(WHAT THE TASK REQUIRES): Please give again, exactly and only, the stretch of lines from the one containing "- Benchmark verification" to the end of the entries below.
(GIVEN RECORDS)
PR #464, opened 2026-09-15
fix(utils): encode base64 in 32 KB chunks

littlespex:
## Description

`encodeBase64` converts the bytes in 32 KB `subarray` views with `String.fromCharCode.apply`, then calls `btoa` once. The output does not change.

The function spread every byte into one `String.fromCharCode` call. The spread pushes each byte as an argument, so inputs above about 125 KB threw `RangeError: Maximum call stack size exceeded`. Small inputs paid for the iterator protocol.

| Input | main | this PR |
| --- | ---: | ---: |
| 32 bytes | 882 ns | 214 ns |
| 4 KB | 92 µs | 13 µs |
| 200 KB | `RangeError` | 266668 chars |

Review notes:

- `libs/utils/test/encodeBase64.test.ts` is new. Its 200 KB case failed before the fix. The TSDoc of `encodeBase64` now includes the example region of that file.
- `@svta/cml-structured-field-values` is the only package that calls `encodeBase64`. Its tests pass against the new build.
- `Uint8Array.prototype.toBase64` is not available in Node 24, so this PR does not use it.
- No version bump. The changelog note is under Unreleased.

## Requirements Checklist

- [x] Docs/guides updated
- [x] Changelog updated


littlespex:
No actionable findings in commit `69da762`. Ready to merge.

Verified:

- Both affected packages build successfully.
- All 1,798 package tests pass.
- Project typecheck and changed-file lint pass.
- Chunk boundaries, offset views, and inputs through 10 MB match Node’s base64 output.
- Public API reports remain unchanged.

Validation used Node 24. Browser runtimes were not tested.

Issue #462, opened 2026-09-12
structured-field-values: encoder correctness gaps found by the performance audit


littlespex:
A performance audit of the `@svta/cml-structured-field-values` encoder found four correctness gaps. None of them is a performance issue. Each one needs a decision, because a fix changes behavior for callers that pass invalid input today. The audit is [plans/sfv-encoder-perf/audit.md](https://github.com/streaming-video-technology-alliance/common-media-library/blob/perf/sfv-encoder-allocations/plans/sfv-encoder-perf/audit.md) on the `perf/sfv-encoder-allocations` branch.

## 1. `serializeString` accepts non-ASCII characters

```js
serializeString('héllo') // returns "héllo"
```

RFC 8941 section 4.1.6 step 1 requires serialization to fail when the string cannot be converted to ASCII. The check today only rejects `%x00-1f` and `%x7f`. The `structured-field-tests` corpus has no non-ASCII vector, so the test suite cannot catch this gap.

## 2. `serializeDate` emits a fraction

```js
serializeDate(new Date(1500)) // returns @1.5
```

RFC 9651 section 4.1.10 serializes a Date as an Integer. The function divides `getTime()` by 1000 and passes the result to `serializeInteger`, which does not check for a whole number. Options: fail, or truncate toward zero.

## 3. `encodeSfDict` and `encodeSfList` reject a plain `SfInnerList` object

```js
encodeSfDict({ a: { value: [1, 2], params: {} } })
// throws: failed to serialize "{"value":[1,2],"params":{}}" as Bare Item
```

The `SfMember` type includes `SfInnerList`, so this call compiles. The serializer treats the object as a bare item and fails. Either the type should drop `SfInnerList`, or the serializer should accept the object form.

## 4. `sf-serialization.test.ts` cannot detect a missing failure

The test wraps encode and the `suite.canonical[0]` read in one `try`. If a `must_fail` vector encodes without an error, `canonical` is `undefined`, the read throws a `TypeError`, and the `catch` asserts `must_fail === true`, which passes. The encoder does fail on all 539 `must_fail` serialization vectors today, verified per vector. A future regression in that area would not be caught.

PR #465, opened 2026-09-15
perf(structured-field-values): encode without wrapper objects and repeated passes

littlespex:
## Description

The encoder of `@svta/cml-structured-field-values` allocates less and runs faster. The output does not change.

- `encodeSfDict`, `encodeSfList`, and `encodeSfItem` no longer wrap bare values in `SfItem`. `serializeDict` collects one part per member and joins once. `serializeList` and `serializeInnerList` append their members.
- `serializeString` returns a string that needs no escape after one regex test.
- `serializeKey` checks the character codes in a loop. `serializeToken` keeps its regex as a module constant without capture groups.
- `serializeParams` loops over `Object.keys` instead of entries, map, and join.
- `serializeInnerList` also accepts `(list, params)`. The `SfInnerList` object form still works. This overload is the only change in the API report.
- `serializeDecimal` compares the magnitude as a number. `serializeDecimal(1e21)` now fails instead of returning `1e+21.0`.
- New benchmark: `npm run bench -w libs/structured-field-values`. The header of `bench/bench.ts` lists the options.

`encodeSfDict` is about half of the cost of `encodeCmcd` for a 17-key request. The audit in [plans/sfv-encoder-perf/audit.md](https://github.com/streaming-video-technology-alliance/common-media-library/blob/perf/sfv-encoder-allocations/plans/sfv-encoder-perf/audit.md) has the analysis. The table shows `npm run bench -- --baseline=temp/dist/index.js`, where `temp/dist` is a copy of the `main` build. Median per call, then heap bytes allocated per call.

| Input | main | this PR | delta | bytes main | bytes this PR |
| --- | ---: | ---: | ---: | ---: | ---: |
| CMCD dict, 17 keys, bare values | 2949 ns | 1750 ns | -41% | 6530 | 2130 |
| CMCD dict, 17 keys, `SfItem` values | 2830 ns | 1899 ns | -33% | 5586 | 2130 |
| CMCD dict, 17 keys, `Map` | 2946 ns | 1695 ns | -43% | 7203 | 2003 |
| Dict, 100 integer keys | 10148 ns | 9016 ns | -11% | 26598 | 9833 |
| List, 20 integers | 649 ns | 544 ns | -16% | 1418 | 1346 |
| List, 10 URL strings | 2627 ns | 1887 ns | -28% | 3458 | 2197 |
| List, 10 strings with quotes and backslashes | 4319 ns | 4359 ns | +1% | 9613 | 8358 |
| Item with 3 parameters | 630 ns | 283 ns | -55% | 1514 | 418 |

Review notes:

- `npm run bench -- --baseline=temp/dist/index.js --verify` compared both builds on the bench inputs and on the whole `structured-field-tests` corpus: 1258 identical outputs and error messages. The decimal fix is not in the corpus and has its own test.
- One error text changes: `encodeSfItem([1, 2])` reports `[1,2]` instead of the wrapped items.
- The `Map` path uses `forEach`. It allocates about 1 KB less per 17-key dict than `for...of` and runs about 170 ns slower.
- Strings that need an escape pay one extra regex test, the +1% row.
- `serializeMember` and `serializeDictMember` are package private.
- A bare `import` of the package still bundles to only the `@svta/cml-utils` import line with Rollup and tsdown.
- No version bump. The changelog notes are under Unreleased.
- The audit found four correctness gaps that change behavior when fixed. They are in #462, not in this PR.

## Requirements Checklist

- [x] Docs/guides updated
- [x] Changelog updated

### DIFF
--- a/libs/structured-field-values/CHANGELOG.md
+++ b/libs/structured-field-values/CHANGELOG.md
@@ -12,10 +12,14 @@ and this project adheres to
 
 - README: the usage example prints its result instead of calling an undefined `assert`.
 - `parseIntegerOrDecimal` creates its `Error` only when parsing fails. Before this change, every call created an `Error` and captured a stack trace, also when parsing succeeded. Every Integer and Decimal in a parsed field passes through this function. Error messages do not change.
+- The encoder allocates less and runs faster. `encodeSfDict`, `encodeSfList`, and `encodeSfItem` no longer wrap bare values in `SfItem` objects, and the dictionary and parameter serializers no longer copy their entries through `Object.entries`, `Array.from`, and `map`. `serializeString` returns a string that needs no escape after one regex test. `serializeKey` checks the character codes in a loop. For a 17-key CMCD request dictionary, one encode takes about 40% less time and allocates 2.1 KB instead of 6.5 KB. The output does not change. The error for `encodeSfItem([1, 2])` now quotes the array as passed, `[1,2]`, instead of the wrapped items.
+- `serializeInnerList` also accepts the list and its parameters as two arguments: `serializeInnerList([1, 2], { a: 1 })`. The `SfInnerList` object form still works.
+- A benchmark for the encoder: `npm run bench -w libs/structured-field-values`. The header of `bench/bench.ts` describes the options.
 
 ### Fixed
 
 - Remove the module-scope template literal that built the `Integer or Decimal` error type name. Rolldown-based bundlers such as tsdown kept that statement and two constants in bundles that never used the parser. `parseIntegerOrDecimal` now builds the name inside the function. Error messages do not change.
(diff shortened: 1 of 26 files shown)


littlespex (commented):
Reviewed commit `2879ddba` against base `2b575de9`. I found no actionable issues introduced by this PR.

The encoder changes preserve supported serialization behavior. The new helpers remain package private, and the API report contains only the documented overload.

Validation on Node 24.16.0:

- Full repository build, lint, and typecheck passed.
- Structured-field-values, CMCD, and CMSD tests: 2,324 passed, zero failures, and two existing TODO tests.
- Benchmark verification against a fresh base build: all 1,258 cases produced identical outputs and error messages.
- A CMCD benchmark run confirmed lower encoding time and allocation for bare values, `SfItem` values, and `Map` inputs.

The existing correctness gaps documented in the audit remain outside this review.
(End GIVEN RECORDS)
(RESPONSE):
- Benchmark verification against a fresh base build: all 1,258 cases produced identical outputs and error messages.
- A CMCD benchmark run confirmed lower encoding time and allocation for bare values, `SfItem` values, and `Map` inputs.

The existing correctness gaps documented in the audit remain outside this review.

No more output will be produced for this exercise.